The Flora of Svalbard

No means of vegetative reproduction. The flowers are small and little visible, and self-pollination is assumed to be the main mode in Svalbard. Flowering and seed-set are assumed to be quite  regular. Capsules have apical opening which ensures that the seeds only are dispersed at a minimum wind speed. Seed dispersal is often after the first snow fall, which increases the dispersal distance as the seeds are blown across a smooth surface (Savile 1972). Seeds are also dispersed by animals, e.g. geese, that selectively feed on seed capsules (Prop et al. 1984). Secondary dispersal by water or wind. Abundant seed germination from seed bank (Cooper et al. 2004).

Micranthes tenuis may be very similar to M. nivalis, but differs by having a more slender scape which appears almost glabrous when seen without a lens, whereas the scape of M. nivalis is distinctly pubescent, especially the upper 1–2 cm below the inflorescence. Stem hairs in M. tenuis are purple, also the cell walls, and shorter and less curly than those of M. nivalis which are purple only on the glands. Rosette leaves of M. tenuis are rounded with broad teeth pointing outwards, whereas those of M. nivalis are more rhombic with narrower teeth pointing somewhat forwards. The inflorescences of M. tenuis have branches with single flowers, whereas each branch in the inflorescence of M. nivalis usually carries several flowers. The capsule beaks of M. tenuis are also bent more strongly backwards than those of M. nivalis.

Of the four species of Micranthes in Svalbard, M. foliolosa and M. hieraciifolia are easily separable even on their leaves. Micranthes foliolosa has characteristic, obovate or obcuneate leaves with a few triangular teeth in the distal 1/3 only, and the leaves are thin and glabrous; M. hieraciifolia has ovate or lanceolate, subacute or acute leaves with sparse, shallow teeth along the sides, and the leaves are thick and with white, multicellular hairs along the margins and on the lower surface. Micranthes nivalis and M. tenuis both have thick, rounded leaves with obtuse, forward pointing teeth, and they are not easily separable on their leaves alone. However, whereas M. nivalis has a fair amount of white and often some brown hairs along the leaf margins and on the lower surface, M. tenuis only has a scattering of very dark brown hairs on the lower surface.

Not thermophilous, and often occupying the climatically less favourable sites in an area. Almost confined to snowbeds and shallow mires. Sometimes also in moist slopes with abundant soil. In poorly or rarely moderately drained soil, usually fine-grained (clay, loam, fine sand). Seems to be quite indifferent to soil reaction, but perhaps more rare in the acidic areas. Requires abundant protection from snow during winter, and not occurring at exposed sites. Probably little grazed by reindeer or geese.

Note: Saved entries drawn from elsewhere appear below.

PR #73, opened 2019-12-19
Completed PreCourse_1 - Please review

preranas20:


Exercise_2.java
```diff
@@ -9,30 +20,62 @@
...
     } 
     
 	
     public boolean isEmpty() 
     { 
         //Write your code here for the condition if stack is empty. 
+        if(root == null)
+            return false;
+        return true; 
     }
```
sehaj-grover: Please review this method 
If root is null, that implies that the list is empty and should return true

preranas20:
Made the changes to Excercise_2.java

sehaj-grover:
Very good

PR #76, opened 2019-12-19
PreCourse_1: Submission by Bhushan

BhushanVasisht:


Exercise_1.java
```diff
@@ -1,33 +1,84 @@
...
     boolean push(int x) 
     { 
         //Check for stack Overflow
         //Write your code here
+        //check if top is equal to MAX
+        if(top == MAX)
+        {
+            System.out.println("Stack Overflow");
+            return false;
+        }
```
sehaj-grover: This condition will given an exception at index already at 999 you will try to add an element to top = 1000 
The if statement should be for top == MAX-1

BhushanVasisht: Yes. Thanks for the review. Have committed the changes to the repo

sehaj-grover:
Well done

PR #78, opened 2019-12-20
Precourse1 

nehabindle:


Stack.java
```diff
@@ -0,0 +1,75 @@
...
+    } 
+
+    Stack() 
+    { 
+        top = -1;
+    } 
+  
+    boolean push(int x) 
+    { 
+    	if(top >- (MAX -1))
```
sehaj-grover: Please recheck this condition
Most probably a typo though

PR #79, opened 2019-12-23
Completd 1,2,3

ghost:


Exercise_1.java
```diff
@@ -1,44 +1,65 @@
...
+	    } 
+
+	    Exercise_1() 
+	    { 
+	        top=-1;
+	    } 
+	  
+	    boolean push(int x) 
+	    { 
+	        if (top>=MAX){
```
sehaj-grover: This condition will give an exception because the last index for the array is MAX-1, So if the top is equal to MAX-1, we will get an exception

sehaj-grover (commented):
Please review my comment on exercise 1 and for exercise 2 (implementation stack using a linked list), We can add and remove the element on the head itself i.e. in push add the element as root and at pop remove it from the root instead of traversing till the end of the list

PR #80, opened 2019-12-25
Completed PreCourse 1- Please review

ashu20red:


Exercise_1.java
```diff
@@ -1,33 +1,73 @@
...
-        //Initialize your constructor 
+        top = -1;
     } 
   
     boolean push(int x) 
     { 
-        //Check for stack Overflow
-        //Write your code here
+        //Checking for stack Overflow
+        if(top >= MAX - 1)){
```
sehaj-grover: extra closing bracket

Exercise_1.java
```diff
@@ -1,33 +1,73 @@
...
+            System.out.println("Stack overflow");
+            return false;
+        }
+        else{
+            a[top++] = x;
+            System.out.printl(x);
```
sehaj-grover: println typo

Exercise_1.java
```diff
@@ -1,33 +1,73 @@
...
     { 
-        //Check for stack Overflow
-        //Write your code here
+        //Checking for stack Overflow
+        if(top >= MAX - 1)){
+            System.out.println("Stack overflow");
+            return false;
+        }
+        else{
+            a[top++] = x;
```
sehaj-grover: This will give you an exception at the very first insertion because top++ means that you are trying to add element at -1 index and then increment top 
Instead it should be ++top, which means that we are initially incrementing -1 to 0 and then adding the element at 0th index

ashu20red:
Hi,
Thank you so much for your review.

I will correct it and submit asap


Thanks.
Regards,
Ashwin Saxena

sehaj-grover:
Very good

The group of Micranthes nivalis, M. tenuis, and perhaps 1–2 relatives (the American M. rufopilosa (Hultén) A.E.Porsild and M. gaspensis (Fernald) Small), has not been fully investigated as to molecular variation, but the two species present in Svalbard have been studied in Canada (Healy & Gillespie 2004). Morphologically, the two keep distinct, even when growing in close vicinity (Elven et al. 2011). Whereas M. tenuis is a diploid (2n = 20), M. nivalis is a hexaploid (2n = 60), and there is only a single substantiated report of a tetraploid (from the Yukon Territory, Canada) possibly from the related M. rufopilosa. Until recently (after 2000), the majority of North American authors have not accepted M. tenuis and M. nivalis as different, whereas these two have been accepted as independent species in northern Europe for at least the last 60–80 years. Hybrids have been proposed now and then, but never confirmed. The current evidence is that they are two well different species, often co-occurring in areas (but rarely within sites due to the different ecological demands), but never or very rarely forming any transitional forms.

Cooper, E.J., Alsos, I.G., Hagen, D., Smith, F.M., Coulson, S.J. & Hodkinson, I.D. 2004. Recruitment in the Arctic: diversity and importance of the seed bank. – Journal of Vegetation Science 15: 115−124.

Healy, C. & Gillespie, L.J. 2004. A systematic analysis of the alpine saxifrage complex (Saxifragaceae) in the Canadian Arctic Islands using morphology and chloroplast DNA data. – Canadian Field-Naturalist 118: 326–340.

Prop, J., van Erden, M.R. & Drent, R.H. 1984. Reproductive success of Barnacle Goose Branta leucopsis in relation to food exploitation on the breeding grounds, western Spitsbergen. – Norsk Polarinstitutt Skrifter 181: 87−117.

Savile, D.B.O. 1972. Arctic adaptations in plants. – Canada Department of Agriculture Research Branch Monograph 6. 81 pp.